GIROS
(18de septiembre de 2011)
Aunque siempre me han llamado Luisa, la verdad es que yo quiero llamarme Juana. Bueno llamarme no, yo lo que quiero, de verdad, es ser Juana. No quiero parecerme a ella, ni tener su mismo hablar, sus mismas manos morenas, ni tampoco sus andares o su risa. Yo lo que quiero, definitivamente, es ser ella, ser Juana.
Ella conduce, trabaja, hace la compra. Su marido la adora, sus hijos también. Todavía se ve bonita ante el espejo, aún se atreve a mirarse desnuda y mantener la luz del baño encendida más tiempo del necesario. Pero no lo duden: yo sabría ser todavía más hermosa, más cariñosa con sus hijos, más amante del marido.
Cada mañana me despierto convencida de que soy más ella y de que ella, la que se hace llamar Juana, se está diluyendo poco a poco e irremisiblemente en la nada, como esos terrones que se echan en el café. La cucharilla dando vueltas apenas hace ruido mientras yo giro a la vez mentalmente: una vuelta, cinco vueltas, diez, veinte, cien… giro y giro hasta que su figura se borra de mi mente por completo y entonces surjo yo, la nueva Juana, la auténtica Juana.
Hoy se ha levantado rara. Se nota extraña. Ella no sabe, ignora que es sólo el principio de su trasformación, si no estaría aterrada. Yo mientras tanto tengo que ser fuerte, estar serena y disimular, que no se me note que yo también estoy cambiando, que me estoy volviendo cada vez más ella, que casi ya soy ella.
Mauullaaa, maulla pequeña… los niños te acariciarán y tú te desesperarás por hacerles comprender. Nunca sabrán lo que tú y yo sabremos. Pequeña Luisa, acostúmbrate pronto a tu nuevo nombre, y olvídate de todo lo demás.
Juana hace días que parece distinta. Los médicos no saben decir qué le sucede. Pasa muchas horas tendida en la cama sin hablar, sin decir nada, sólo se acurruca entre las sábanas, bosteza y vuelve a dormir. En sueños emite un suave ronroneo, apenas un murmullo satisfecho.

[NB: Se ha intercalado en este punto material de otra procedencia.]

PR #5185, opened 2026-09-18
Remove the grdbQueryInterface feature flag

kean:
Removes `FeatureFlag.grdbQueryInterface`, which has defaulted to on, and the code that only existed to support turning it off:

- **Save paths**: `save`/`bulkSave` for Episode, UserEpisode, Podcast, Folder and EpisodeFilter now always use GRDB's `PersistableRecord`. The raw SQL fallback and its `createValuesFrom` value builders are deleted.
- **`columnNames`**: the managers' column lists were only used by the legacy SQL path. They now live in the `*ColumnConsistencyTests`, which were their only other users. They still guard the table schema, and #5030/#5180 use them to check the encoder output.
- **Test harness**: `DataManagerTestCase.runWithBothImplementations` ran every test twice, once for "SQL" and once for "GRDB". Because the flag defaulted to on, both runs actually used GRDB. It's now `runWithDataManager { dataManager in … }` and runs once, and the `\(impl):` message prefixes are gone. Most of the diff is this mechanical change.

⚠️ Heads-up for #5030 and #5180: both add assertions that use `implementationName`, so after this lands they need a rebase that drops the `"\(implementationName): "` prefix from those messages.

## To test

1. CI is green.
2. Optional: run the DataModel tests locally with `cd Modules && xcodebuild test -scheme Modules-Package -destination 'platform=iOS Simulator,id=<sim>' -only-testing:PocketCastsDataModelTests`. All 473 pass.
3. Smoke test: subscribe to a podcast, create a folder and a playlist, play and archive an episode, and add a file. Everything persists after relaunching the app.

## Checklist


dangermattic:
<table>
  <thead>
    <tr>
      <th width="50"></th>
          1 Warning
      </th>
     </tr>
  </thead>
  <tbody>
    <tr>
      <td>:warning:</td>
    </tr>
  </tbody>
</table>

</p>

kean:
going to split it – too many changes

PR #5188, opened 2026-09-18
Remove the placeholder Modules target

kean:
| 📘 Part of: # |  
|:---:|

Removes the `Modules` library and its `ModulesTests` target from `Modules/Package.swift`. They only held `Modules.sayHello()`, a stub from the package scaffolding that nothing imports, and `UnitTests.xctestplan` never listed `ModulesTests`, so it didn't run locally or on CI. 325b67456 removed both, and the rename in c9dbbea2a brought them back.

`GRDBMacrosTests` is also missing from the plan. It's being removed separately.

## To test

1. Build the app and run the unit tests. Nothing referenced the `Modules` product, so both still pass.
2. Check that CI's Build and Test step passes.

## Checklist


dangermattic:
<table>
  <thead>
    <tr>
      <th width="50"></th>
          1 Warning
      </th>
     </tr>
  </thead>
  <tbody>
    <tr>
      <td>:warning:</td>

.</td>
    </tr>
  </tbody>
</table>

</p>

PR #681, opened 2021-05-09
Update two_factor_authentication.fr.md

Greavox:
### Description
Translation of some text.

I have a question about it:
What means this: "Disable 2FA if you login from certain IPs. That way we can configure our test machine IPs to avoid this."?

In order for Selelium to test in checking the client IP, it must have those IPs, right? And who is this "we"? Selenium?

### Motivation and Context
I don't use Selenium and I don't know how to use it. But since I understand a little English, I'll take the liberty of translating.

### Types of changes

- [x] Improved translation

### Checklist

### DIFF
--- a/docs_source_files/content/worst_practices/two_factor_authentication.fr.md
+++ b/docs_source_files/content/worst_practices/two_factor_authentication.fr.md
@@ -1,26 +1,25 @@
 ---
-title: "Two Factor Authentication"
+title: "Authentication à double facteur"
 weight: 1
 ---
 
-{{% notice info %}}
-<i class="fas fa-language"></i> Page being translated from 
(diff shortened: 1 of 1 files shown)


diemol:
> "Disable 2FA if you login from certain IPs. That way we can configure our test machine IPs to avoid this."?

Means that the IP(s) from the browser being used to load the application could be allowed to access the application without 2FA. The IPs must be know by the system/application under test. And "we" means the folks who are testing. Selenium is only driving the browser, but for the application under test to work well, the environment should be properly configured.

diemol (approved):
Thank you, @Greavox!
Congrats on your first contribution to the Selenium docs! 🎉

Mientras su dócil gata Luisa sigue arañando la puerta queriendo entrar, ella no la quiere ver. Es lo único que ha pedido la enferma a la familia: que se deshagan de la gata.
Luisa es un animal vulgar, sin raza, que por no tener no tiene siquiera los tres colores que debe tener una gata callejera que se precie. Nadie la quiere y termina abandonada a su suerte. Subsistiendo sobre los tejados de la ciudad, a veces cree reconocer su antigua casa y una mirada de su dueña desde el balcón. El pobre felino nunca sospechó de la locura de su ama, ni siquiera se asustaba cuando ella, Juana, se le quedaba mirando fijamente hora tras hora mientras giraba, incansable, la cucharilla en su taza de café.